Severe hypoxemia after extubation secondary to myxedema coma: a case report

Introduction

Myxedema coma (MC) is a rare and life-threatening endocrine emergency resulting from severe depletion of thyroid hormones. As thyroid hormones are essential for the metabolism of cells and organs in the human body, MC is characterized by multiple organ system abnormalities. ¹ MC typically presents with non-specific clinical manifestations and signs, including neurological symptoms, such as stupor or coma, hypothermia, hypoxemia, bradycardia, hyponatremia, and renal impairment. ² In addition to the numerous etiologies of hypoxemia following extubation, it is imperative to consider MC as a potential peri-operative cause.
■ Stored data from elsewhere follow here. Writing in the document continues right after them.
PR #3502, opened 2018-01-05
Move ship and outfit categories to data files

Hadron1776:
This PR will allow modders to rename, add or remove categories of ships or outfits. 

It also allows the categories to be rearranged in any order (However, the "Fighter" and "Drone" categories will always be present: if they aren't defined, they will be added to the bottom of the list)


source/GameData.cpp
```diff
@@ -106,6 +106,10 @@ namespace {
 	map<const Sprite *, double> solarWind;
 	Set<News> news;
 	map<string, vector<string>> ratings;
+	vector<string> outfitCategories;
+	vector<string> shipCategories = {
+	"Fighter",
```
tehhowch: I'd either single-line this, or at minimum indent, i.e.
`vector<string> shipCategories = { "Fighter", "Drone" };`
or
```
vector<string> shipCategories = {
    "Fighter", "Drone"
};
```

source/GameData.cpp
```diff
@@ -946,6 +958,19 @@ void GameData::LoadFile(const string &path, bool debugMode)
 			for(const DataNode &child : node)
 				list.push_back(child.Token(0));
 		}
+		else if(key == "categories" && node.Size() >= 2)
+		{
+			if(node.Token(1) == "outfit" || node.Token(1) == "ship")
```
tehhowch: Bind a reference to the correct list, i.e.
`container<string> &categoryList = node.Token(1) == "outfit" ? outfitCategories : shipCategories;`

and then you don't need to duplicate your push_back call, and can still perform uniqueness checks on the list (if using vector, `find(token) == end()`, or something like unsorted_set, `! .count(token)`

source/GameData.cpp
```diff
@@ -946,6 +958,19 @@ void GameData::LoadFile(const string &path, bool debugMode)
 			for(const DataNode &child : node)
 				list.push_back(child.Token(0));
 		}
+		else if(key == "categories" && node.Size() >= 2)
```
tehhowch: Move the token value check up here, so that if an unsupported category is passed, a warning is generated:
`else if(key == "categories" && node.Size() >= 2 && (node.Token(1) == "outfit" || node.Token(1) == "ship"))`

source/Ship.cpp
```diff
@@ -75,18 +75,6 @@ namespace {
...
-	"Light Freighter",
-	"Heavy Freighter",
-	"Interceptor",
-	"Light Warship",
-	"Medium Warship",
-	"Heavy Warship",
-	"Fighter",
-	"Drone"
-};
-
```
tehhowch: One line between the end of namespace and the start of class methods is fine (as it was when categories were here).

source/GameData.cpp
```diff
@@ -760,6 +765,14 @@ const string &GameData::Rating(const string &type, int level)
 
 
 
+// Store categories for outfits and ships
```
tehhowch: `Get player-defined categories for outfits and ships.`

source/GameData.cpp
```diff
@@ -946,6 +959,15 @@ void GameData::LoadFile(const string &path, bool debugMode)
 			for(const DataNode &child : node)
 				list.push_back(child.Token(0));
 		}
+		else if(key == "categories" && node.Size() >= 2 && (node.Token(1) == "outfit" || node.Token(1) == "ship"))
+		{
+			vector<string> &categoryList = (node.Token(1) == "outfit" ? outfitCategories : shipCategories);
+			for(const DataNode &child : node)
+			{
```
tehhowch: These `{` and `}` aren't needed any more.

Amazinite:
>The "Fighter" and "Drone" categories are the exception to this, as modifying them may cause issues with carriers.

If these two categories can't be modified, then why even include them in the list of categories?
Perhaps instead there should be a different section that fighters and drones go under, like `categories "carried ships"` instead of being under `categories "ships"`, which would allow the modification of fighter and drone categories and the addition of something like [this](https://github.com/endless-sky/endless-sky/pull/2200#issuecomment-283503934).

tehhowch:
One would include them so they can be placed in the order of the player's choosing in the Shipyard.

Allowing changing the name of the categories for carried ships gets wonky because of how one specifies the bay type, and how the game checks it in flight.

It can all be changed, yes, but let this pull not make the same mistake as #2200 did.

Hadron1776:
>Allowing changing the name of the categories for carried ships gets wonky because of how one specifies the bay type, and how the game checks it in flight.

I definitely noticed that while I was attempting to make the change
(I eventually undid that and decided it would be best as a follow-up PR)

>Move the token value check up here, so that if an unsupported category is passed, a warning is generated:
else if(key == "categories" && node.Size() >= 2 && (node.Token(1) == "outfit" || node.Token(1) == "ship"))

True. However, a root element that says "we don't know what this is" doesn't make sense if the game actually _does_ recognize the element and is actually complaining about something else. So I changed the warning:
```
			else
				node.PrintTrace("Skipping unsupported use of categories object:");
```

data/categories.txt
```diff
@@ -0,0 +1,31 @@
+# Copyright (c) 2016 by Michael Zahniser
```
tehhowch: img

source/GameData.cpp
```diff
@@ -106,7 +106,8 @@ namespace {
 	map<const Sprite *, double> solarWind;
 	Set<News> news;
 	map<string, vector<string>> ratings;
-
```
tehhowch: Add a space between shipCategories and StarField to get this deletion to go away.

source/GameData.cpp
```diff
@@ -946,6 +959,18 @@ void GameData::LoadFile(const string &path, bool debugMode)
...
+		{
+			if(node.Token(1) == "outfit" || node.Token(1) == "ship")
+			{
+				vector<string> &categoryList = (node.Token(1) == "outfit" ? outfitCategories : shipCategories);
+				for(const DataNode &child : node)
+					if(find(categoryList.begin(), categoryList.end(), child.Token(0)) == categoryList.end())
+						categoryList.push_back(child.Token(0));
+			}
+			else
+				node.PrintTrace("Skipping unsupported use of categories object:");
```
tehhowch: Personally I would quote the special token in the warning message, i.e.
`...use of \"categories\":"`

data/categories.txt
Hadron1776: #copypasta

source/Outfit.cpp
```diff
@@ -38,7 +39,14 @@ void Outfit::Load(const DataNode &node)
 	for(const DataNode &child : node)
 	{
 		if(child.Token(0) == "category" && child.Size() >= 2)
+		{
 			category = child.Token(1);
+			const vector<string> &outfitCategoryList = GameData::Categories("outfit");
+			const vector<string> &shipCategoryList = GameData::Categories("ship");
+			if(find(outfitCategoryList.begin(), outfitCategoryList.end(), category) == outfitCategoryList.end()
```
tehhowch: You shouldn't do this check here (in Outfit::Load) as the state of GameData::Categories() is unknown while GameData::BeginLoad is still operating.

In GameData::FinishLoading, after you insert the Fighter/Drone categories, you know your category lists are complete. Given that GameData::CheckReferences is the major "hey is anything wonky?" call, in that method you should extend the check of outfits and ships for proper categories

Hadron1776:
Some pictures of this PR:

proof1

proof2
(In this second one, I add a new category, "Licenses" to the bottom.)

proof3
(And yes, they expand properly)

Nescio0:
This is great, hopefully it'll be implemented sooner rather than later!

Tadrix:
How outfits with unmatching categories are handled? Are they displayed?

I propose for the game to automatically create these missing categories and place them in alphabetical order between listed categories and Fighter and Drone categories (if these are unlisted and applicable, otherwise appends to the end).

tehhowch:
>How outfits with unmatching categories are handled? Are they displayed?

as of https://github.com/endless-sky/endless-sky/pull/3502/commits/6e568e2b3e3fe2346bedc3af67fbc1e787983052 they get warned about. They're still in the game, but you won't be able to buy or compare them (just like if they had a blank category) because they won't get displayed.

Not auto-creating the category means that the creator of the plugin is about 500 times more likely to realize their oops (especially if they don't know about errors.txt or launch from a terminal that can print error messages from ES).

Tadrix:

Herein, we report a young woman who suddenly presented with severe hypoxemia after extubation in the post-anesthesia care unit (PACU) as a result of MC, during which negative pressure pulmonary edema (NPPE) developed due to airway obstruction.

Case report

A 32-year-old woman with an unremarkable medical history was referred to our hospital owing to lower abdominal pain and menopause for over 3 months. She had experienced general weakness and gastrointestinal discomfort for several years. During this period, she visited a local hospital several times; however, thyroid function testing was not performed to confirm hypothyroidism.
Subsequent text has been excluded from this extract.